[Start of Attachment]

PR #304, opened 2021-04-26
Add TypeChain integration to node package

Siegrift:
Review commit by commit.

There are some TODOs in the code which I am not sure how to resolve. Specifically:
- Make sure that `endpointId` is not null when passed to contract call. I think we should create a type with `endpointId` non nullable after it's been merged with template. Resolved in https://api3workspace.slack.com/archives/C01N6001YCE/p1619425785068000 and the properties have been made required.
- Better type `event-logs.ts`, but I am not sure what log does it return - This has been implemented in last 3 commits.


packages/node/src/evm/verification/request-verification.test.ts
```diff
@@ -41,19 +41,6 @@ describe('verifyDesignatedWallets', () => {
     }
   });
 
-  it('ignores API calls that have no requester index', () => {
```
Siegrift, line 44: This is duplicated (same test name with same code) so I removed one copy.
@andreogle I see many tests with the same name in code, maybe there was some bad rebase along the way?

packages/node/src/evm/verification/request-verification.ts
```diff
@@ -16,19 +16,6 @@ export function verifyDesignatedWallets<T>(
       return [[log], request];
     }
 
-    // We can't validate the wallet if there is no requester index. There should always be one
-    // at this point but just in case there isn't.
-    if (!request.requesterIndex) {
```
Siegrift, line 21: Since the `requesterIndex` is now non-nullable this check seems unnecessary so I removed it.

packages/node/src/evm/fulfillments/api-calls.test.ts
```diff
@@ -227,11 +230,11 @@ describe('submitApiCall', () => {
 
     it('returns an error if everything fails', async () => {
       const provider = new ethers.providers.JsonRpcProvider();
-      const contract = new ethers.Contract('address', ['ABI']);
+      const contract = createAirnodeRrpFake();
       (contract.callStatic.fulfill as jest.Mock).mockRejectedValueOnce(new Error('Server did not respond'));
```
Siegrift, line 234: @andreogle Any specific reason why mocking the values through the contract variable?
You could just as well do `staticFulfillMock.mockRejectedValueOnce(...)`

packages/node/src/evm/verification/request-verification.test.ts
andreogle: Could be yeah, or maybe just bad-copy pasting

packages/node/src/evm/fulfillments/api-calls.test.ts
andreogle: No reason. I wasn't really sure how to mock ethers for a while and there are a few leftovers from that

packages/node/src/evm/verification/request-verification.test.ts
Siegrift: I'll check that in another PR

packages/node/src/evm/requests/events.ts
```diff
@@ -15,18 +23,26 @@ export const WITHDRAWAL_REQUEST_TOPICS = [airnodeRrpTopics.WithdrawalRequested];
...
 }
 
-export function isWithdrawalFulfillment(log: ethers.utils.LogDescription) {
-  return WITHDRAWAL_FULFILLED_TOPICS.includes(log.topic);
+export function isApiCallFulfillment(log: EVMEventLog): log is EVMRequestFulfilledLog {
+  return API_CALL_FULFILLED_TOPICS.includes(log.parsedLog.topic);
+}
+
+export function isWithdrawalRequest(log: EVMEventLog): log is EVMWithdrawalRequestLog {
+  return WITHDRAWAL_REQUEST_TOPICS.includes(log.parsedLog.topic);
```
Siegrift, line 43: @andreogle This is a bit confusing to me. You check for the request type using the event topics and in tests you are checking this e.g. by `log.name === 'ClientRequestCreated'`. Is there a specific reason why not to differentiate between the type of logs using only the name?

We could simplify the code by removing https://github.com/api3dao/airnode/blob/master/packages/node/src/evm/contracts/airnodeRrp.ts#L21

packages/node/src/types.ts
```diff
@@ -209,14 +212,60 @@ export interface WorkerResponse {
...
+
+export interface EVMWithdrawalRequestLog extends EVMEventLogMetadata {
+  parsedLog: AirnodeLogDescription<AirnodeRrpLog<'WithdrawalRequested'>>;
+}
+
+export interface EVMWithdrawalFulfilledLog extends EVMEventLogMetadata {
+  parsedLog: AirnodeLogDescription<AirnodeRrpLog<'WithdrawalFulfilled'>>;
+}
+
+export type EVMEventLog =
```
Siegrift, line 264: The idea is to have the events which are used in node package typed. This is useful for many things - autocomplete, refactorings, static guarantees imposed by TS

packages/node/test/fixtures/evm/event-logs.test.ts
```diff
@@ -0,0 +1,36 @@
+import { buildClientRequest } from './event-logs';
```
Siegrift: This was a dev-only file and will be removed later.

packages/protocol/package.json
```diff
@@ -8,7 +8,7 @@
     "build:contracts": "hardhat compile",
     "build:tsc": "rimraf -rf ./dist && yarn build:contract-dts && yarn build:fix-contract-dts && yarn build:copy-contract-dts && tsc -p tsconfig.build.json",
     "build:contract-dts": "yarn typechain --target ethers-v5 --outDir ./src/contracts './artifacts/contracts/**/!(*.dbg).json'",
-    "build:fix-contract-dts": "grep -rl 'extends ethers.utils.Interface' src/contracts | xargs sed -i 's/ethers\\.utils\\.Interface/Interface/g' && grep -rl 'Result ' src/contracts | xargs sed -i 's/Result /Result, Interface /g'",
+    "build:fix-contract-dts": "echo \"export { TypedEventFilter } from './commons'\n\" >> src/contracts/index.ts && grep -rl 'extends ethers.utils.Interface' src/contracts | xargs sed -i 's/ethers\\.utils\\.Interface/Interface/g' && grep -rl 'Result ' src/contracts | xargs sed -i 's/Result /Result, Interface /g'",
```
Siegrift, line 11: Unfortunately, I had to append an export to make the TS inference work with typechain.
I'd like TypeChain to make this more developer friendly and remove this low-level handling afterwards.

packages/node/src/evm/verification/request-verification.test.ts
Siegrift: Actually, this is my bad - this test is NOT duplicated and shouldn't be removed. I'll revert back.

packages/node/src/evm/initialization.test.ts
```diff
@@ -445,7 +443,7 @@ describe('setAirnodeParameters', () => {
       expect(setAirnodeParametersMock).toHaveBeenCalledTimes(2);
     });
 
-    it('does not warn if the Airnode parameters match', async () => {
+    it.only('does not warn if the Airnode parameters match', async () => {
```
andreogle, line 446:
```suggestion
    it('does not warn if the Airnode parameters match', async () => {
```

packages/node/src/evm/requests/api-calls.ts
```diff
@@ -1,56 +1,57 @@
...
       return 'full';
     // This should never be reached
     default:
       throw new Error(`Unknown topic:${topic} during API call initialization`);
   }
 }
 
-export function initialize(logWithMetadata: EVMEventLogWithMetadata): ClientRequest<ApiCall> {
-  const { parsedLog } = logWithMetadata;
+export function initialize(log: EVMRequestCreatedLog): ClientRequest<ApiCall> {
```
andreogle, line 30: I like this name more 👍🏻

packages/node/src/evm/requests/api-calls.ts
```diff
@@ -1,56 +1,57 @@
...
     chainId: parsedLog.args.chainId.toString(),
     clientAddress: parsedLog.args.clientAddress,
-    designatedWallet: parsedLog.args.designatedWallet || null,
+    designatedWallet: parsedLog.args.designatedWallet,
     encodedParameters: parsedLog.args.parameters,
     id: parsedLog.args.requestId,
-    endpointId: parsedLog.args.endpointId || null,
-    fulfillAddress: parsedLog.args.fulfillAddress || null,
-    fulfillFunctionId: parsedLog.args.fulfillFunctionId || null,
+    endpointId: events.isFullApiRequest(log) ? log.parsedLog.args.endpointId : null,
```
andreogle, line 40: Do we need to check the event type like this?

packages/node/src/evm/requests/events.ts
andreogle: Good point. I'm fine with using just the name

packages/node/src/evm/templates/template-fetching.test.ts
```diff
@@ -223,10 +214,11 @@ describe('fetch (templates)', () => {
 });
 
 describe('fetchTemplate', () => {
-  let airnodeRrp: ethers.Contract;
+  let airnodeRrp: AirnodeRrp;
 
   beforeEach(() => {
-    airnodeRrp = new ethers.Contract('address', ['ABI']);
+    // mock AirnodeRrp contract
```
andreogle, line 220: and here

packages/protocol/src/index.ts
```diff
@@ -1,3 +1,15 @@
+/**
```
andreogle, line 1: Thanks for this explanation 👍🏻

andreogle (changes requested):
A few minor comments, otherwise looks great!

packages/node/src/evm/requests/events.ts
Siegrift: Actually maybe it's because theoretically you can have log with same name but different params? I tried that it remox in the contract compiled without errors. 

Anyway, that is probably antipattern and we will never use it in airnode?
I definitely do'n't want to fix that in this PR

packages/node/src/evm/authorization/authorization-fetching.test.ts
```diff
@@ -156,10 +152,11 @@ describe('fetch (authorizations)', () => {
 
 describe('fetchAuthorizationStatus', () => {
   const airnodeId = '0xairnodeId';
-  let airnodeRrp: ethers.Contract;
+  let airnodeRrp: AirnodeRrp;
 
   beforeEach(() => {
-    airnodeRrp = new ethers.Contract('address', ['ABI']);
+    // create mock of AirnodeRrp contract
```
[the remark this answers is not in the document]
Siegrift: :zero:

packages/node/src/evm/requests/api-calls.ts
Siegrift: `endpointId` is only defined in full request. This was the cleanest way I found to make this readable and satisfy TS static checkings.

packages/node/src/evm/requests/events.ts
Siegrift: Tracked in https://github.com/api3dao/airnode/issues/331

andreogle (approved):
🚀

amarthadan (approved):

PR #326, opened 2021-05-02
Simplify tests

Siegrift:
Took a look at the tests and:
- Corrected test name to `fetches group authorization status if it can be fetched`
- Remove duplicated `does nothing if unable to verify or set Airnode parameters` test
- Tests which are copy pasted can be written in a for each pattern.


andreogle (approved):
Nice one 👍🏻

Issue #286, opened 2021-04-13
Add examples to admin CLI


Siegrift:
For now we have examples of commands in README.

It would be nice if they were printed out from the CLI as well. We can use: http://yargs.js.org/docs/#api-reference-examplecmd1-desc1-cmd2-desc2

jeebster:
@Siegrift addressed in #327

Siegrift:
Unfortunately, it is not supported by https://yargs.js.org/docs/ 
See more in: https://github.com/api3dao/airnode/pull/327

PR #327, opened 2021-05-02
Admin CLI Examples

jeebster:
Ref: #286 

NOTE: [set-airnode-parameters](https://github.com/api3dao/airnode/tree/master/packages/admin#set-airnode-parameters) omitted as the `README` notes it should not be invoked

### DIFF
--- a/packages/admin/src/cli.ts
+++ b/packages/admin/src/cli.ts
@@ -4,6 +4,10 @@ import * as evm from './evm';
 import * as admin from '.';
 import { exit } from 'process';
 
+type CmdExample = {
+  [key: string]: [string, (string | undefined)?];
+};
+
 const COMMON_COMMAND_ARGUMENTS = {
   airnodeRrpCommands: {
     providerUrl: {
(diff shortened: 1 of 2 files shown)


packages/admin/src/cli.ts
```diff
@@ -343,6 +467,20 @@ yargs
       console.log(`Endpoint ID: ${endpointId}`);
     }
   )
+  .example([
```
Siegrift, line 470: I'd prefer if the example would show only on corresponding subcommand (e.g. only show `createRequester` when running the `create-requester` subcommand)

Siegrift (changes requested):

packages/admin/src/cli.ts
Siegrift: Mhh, doesn't simple `yarn test:e2e-admin -u` work?

>I cannot regenerate the failing snapshot or build the package; lots of typescript errors and configuration might need to change relative to how other packages in the repository are being imported.
Did you run `yarn bootstrap` in the root dir?

jeebster: After invoking `yarn bootstrap` and running the e2e admin tests:

```
$ cd packages/admin && yarn run test:e2e -u
$ jest --selectProjects e2e -u
Running one project: e2e
 FAIL   e2e  test/e2e/sdk.feature.ts
  ● Test suite failed to run

    test/e2e/sdk.feature.ts:1:35 - error TS2307: Cannot find module '@airnode/protocol' or its corresponding type declarations.

    1 import { AirnodeRrpFactory } from '@airnode/protocol';
                                        ~~~~~~~~~~~~~~~~~~~

 FAIL   e2e  test/e2e/cli.feature.ts
  ● Test suite failed to run

    test/e2e/cli.feature.ts:1:47 - error TS2307: Cannot find module '@airnode/protocol' or its corresponding type declarations.

    1 import { AirnodeRrp, AirnodeRrpFactory } from '@airnode/protocol';
                                                    ~~~~~~~~~~~~~~~~~~~

Test Suites: 2 failed, 2 total
Tests:       0 total
Snapshots:   0 total
Time:        2.354 s, estimated 12 s
Ran all test suites.
error Command failed with exit code 1.
info Visit https://yarnpkg.com/en/docs/cli/run for documentation about this command.
error Command failed with exit code 1.
info Visit https://yarnpkg.com/en/docs/cli/run for documentation about this command.
```

Yesterday I ran some bypasses around those imports and ran into lots of typescript compilation errors so I disabled strict mode locally as I noticed a few other packages do. I'll take a look into this again later

Siegrift: You also need to use `yarn build`. Those packages are internal airnode pckgs and need to be built first.

jeebster: @Siegrift ah I missed the root `build` command to build the internal packages. Thank you! 🙏

jeebster: @Siegrift I spent some time thumbing through the [Yargs documentation](https://yargs.js.org/docs/) and I do not think the library provides fine-grained control of examples relative to sub-commands. The [example() implementation](https://github.com/yargs/yargs/blob/395bb67749787d269cabe80ffc3133c2f6958aeb/lib/usage.ts) simply collects and prints out all examples without any level of hierarchy.

If you think there's possibility to achieve what you're describing, any direction towards documentation would be helpful - otherwise I think these are the constraints with the existing library

Siegrift: That is a bit disappointing. That seems to me like a basic feature, but I didn't find such option as well.
I think it's better to leave this as is - so many examples would just clutter the `--help` output of CLI.

jeebster: Agreed - a bit of a bummer that's not supported and the `--help` output does seem pretty cluttered with this addition. Feel free to close this issue/PR accordingly

Siegrift: Anyway, thanks for trying this out. Even closing some doors is important :).

Siegrift:
Closing because https://yargs.js.org/docs/ doesn't support example per command (only supports global examples).

PR #329, opened 2021-05-03
Update deps

Siegrift:
The ethers library must be explicetely pinned down such that npm dependency resolution won't load multiple different versions of (ethers) library. That caused problems with TypeChain code generation, because some part of the generated code was using one version and the other part of code a different one.

### DIFF
--- a/packages/protocol/package.json
+++ b/packages/protocol/package.json
@@ -30,11 +30,14 @@
     "@typechain/ethers-v5": "^6.0.5",
     "chai": "^4.2.0",
     "copyfiles": "^2.4.1",
-    "ethereum-waffle": "^3.2.1",
-    "hardhat": "^2.0.5",
+    "ethereum-waffle": "^3.3.0",
+    "hardhat": "^2.2.1",
     "hardhat-deploy": "^0.7.0-beta.38",
     "hardhat-gas-reporter": "^1.0.4",
-    "solidity-coverage": "^0.7.13",
+    "solidity-coverage": "^0.7.16",
     "typechain": "^4.0.3"
+  },
+  "dependencies": {
+    "ethers": "^5.1.4"
   }
 }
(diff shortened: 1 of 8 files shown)


Siegrift:
I closed the dependabot PRs and instead updated manually.

packages/protocol/package.json
```diff
@@ -30,11 +30,14 @@
...
-    "hardhat": "^2.0.5",
+    "ethereum-waffle": "^3.3.0",
+    "hardhat": "^2.2.1",
     "hardhat-deploy": "^0.7.0-beta.38",
     "hardhat-gas-reporter": "^1.0.4",
-    "solidity-coverage": "^0.7.13",
+    "solidity-coverage": "^0.7.16",
     "typechain": "^4.0.3"
+  },
+  "dependencies": {
```
andreogle, line 40: Do we need ethers here if it's already in the root package.json with the same version?

andreogle: Small thing if we do, but could we move the dependencies block above the `devDependencies` block just for consistency?

andreogle (approved):
Thanks for fixing this 👍🏻

packages/protocol/package.json
Siegrift: > Do we need ethers here if it's already in the root package.json with the same version?
We do, if it is only in root `package.json` then it will use multiple versions of ethers library - it's need by ethereum-waffle and a few more (you can check with `yarn why ethers`). When we pin the version in package.json explicitly it make it change the node_modules hierarchy and the generated code is using just a single ethers lib (again you can check with `yarn why ethers`).

> Small thing if we do, but could we move the dependencies block above the devDependencies block just for consistency?
Sure.

andreogle: Ah right, didn't realise ethereum-waffle was including it too 👍🏻

PR #349, opened 2021-05-12
Replace Bluebird with native promise implementation

andreogle:
### Description

We only use Bluebird for promise timeouts. After some investigation and comments by @Siegrift it seemed like it could be replaced with native JS promises (using `Promise.race`). The initial comments are no longer applicable

### DIFF
--- a/packages/node/__dev__/invoke.ts
+++ b/packages/node/__dev__/invoke.ts
@@ -7,6 +7,4 @@ async function invoke() {
   await local.startCoordinator();
 }
 
-invoke()
-  .then(() => process.exit(0))
-  .catch(() => process.exit(1));
+invoke();
--- a/packages/node/__dev__/invoke.ts
+++ b/packages/node/__dev__/invoke.ts
@@ -7,4 +7,6 @@ async function invoke() {
   await local.startCoordinator();
 }
 
-invoke();
+invoke()
+  .then(() => process.exit(0))
+  .catch(() => process.exit(1));
--- a/packages/node/src/utils/promise-utils.ts
+++ b/packages/node/src/utils/promise-utils.ts
@@ -1,4 +1,3 @@
-import Bluebird from 'bluebird';
 import { DEFAULT_RETRY_OPERATION_TIMEOUT } from '../constants';
 
 // Adapted from:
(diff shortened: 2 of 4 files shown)


packages/node/__dev__/invoke.ts
```diff
@@ -7,4 +7,6 @@ async function invoke() {
   await local.startCoordinator();
 }
 
-invoke();
+invoke()
+  .then(() => process.exit(0))
```
Siegrift, line 11: @andreogle Maybe add a comment why this is needed

packages/node/src/utils/promise-utils.ts
```diff
@@ -25,22 +24,15 @@ export function goTimeout<T>(ms: number, fn: Promise<T>): Promise<Response<T>> {
...
-//
-// The problem with this is that that the slow promise still runs until it resolves.
-// This means that the serverless function will not exit until the entire timeout
-// duration has been reached which is a problem.
 export function promiseTimeout<T>(ms: number, promise: Promise<T>): Promise<T> {
-  return Bluebird.resolve(promise).timeout(ms);
+  const timeout = new Promise((_res, reject) => {
+    const id = setTimeout(() => {
+      clearTimeout(id);
+      reject(new Error(`operation timed out in ${ms} ms.`));
```
Siegrift, line 31:
```suggestion
      reject(new Error(Operation timed out in ${ms} ms.`));
```

packages/node/src/utils/promise-utils.ts
```diff
@@ -25,22 +24,15 @@ export function goTimeout<T>(ms: number, fn: Promise<T>): Promise<Response<T>> {
...
-//   }
-//
-// The problem with this is that that the slow promise still runs until it resolves.
-// This means that the serverless function will not exit until the entire timeout
-// duration has been reached which is a problem.
 export function promiseTimeout<T>(ms: number, promise: Promise<T>): Promise<T> {
-  return Bluebird.resolve(promise).timeout(ms);
+  const timeout = new Promise((_res, reject) => {
+    const id = setTimeout(() => {
+      clearTimeout(id);
```
Siegrift, line 30: `clearTimeout` is useless here.

You want to call it other way around -- when the original promise resolves/rejects.
(Maybe that's the reason you need the process.exit calls?)

Siegrift (changes requested):
You forgot to remove bluebird from one of the test files.

packages/node/src/utils/promise-utils.ts
andreogle: Thanks, how about this?

```ts
let timeoutId: NodeJS.Timeout;
const timeout = new Promise((_res, reject) => {
  timeoutId = setTimeout(() => {
    reject(new Error(`Operation timed out in ${ms} ms.`));
  }, ms);
});

const wrappedPromise = promise.finally(() => {
  if (timeoutId) {
    clearTimeout(timeoutId);
  }
});

return Promise.race([wrappedPromise, timeout]) as Promise<T>;
```

Siegrift: Yep, lgtm. Did it fix the issue with explicit process.exit call?

Siegrift (approved):

packages/node/src/utils/promise-utils.ts
andreogle: It did actually fix it 👍🏻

[End of Attachment]

Task to carry out
Filter the listing down to the lines holding the word "because", and return those.

Answer section
Siegrift: Actually maybe it's because theoretically you can have log with same name but different params? I tried that it remox in the contract compiled without errors. 
Closing because https://yargs.js.org/docs/ doesn't support example per command (only supports global examples).
The ethers library must be explicetely pinned down such that npm dependency resolution won't load multiple different versions of (ethers) library. That caused problems with TypeChain code generation, because some part of the generated code was using one version and the other part of code a different one.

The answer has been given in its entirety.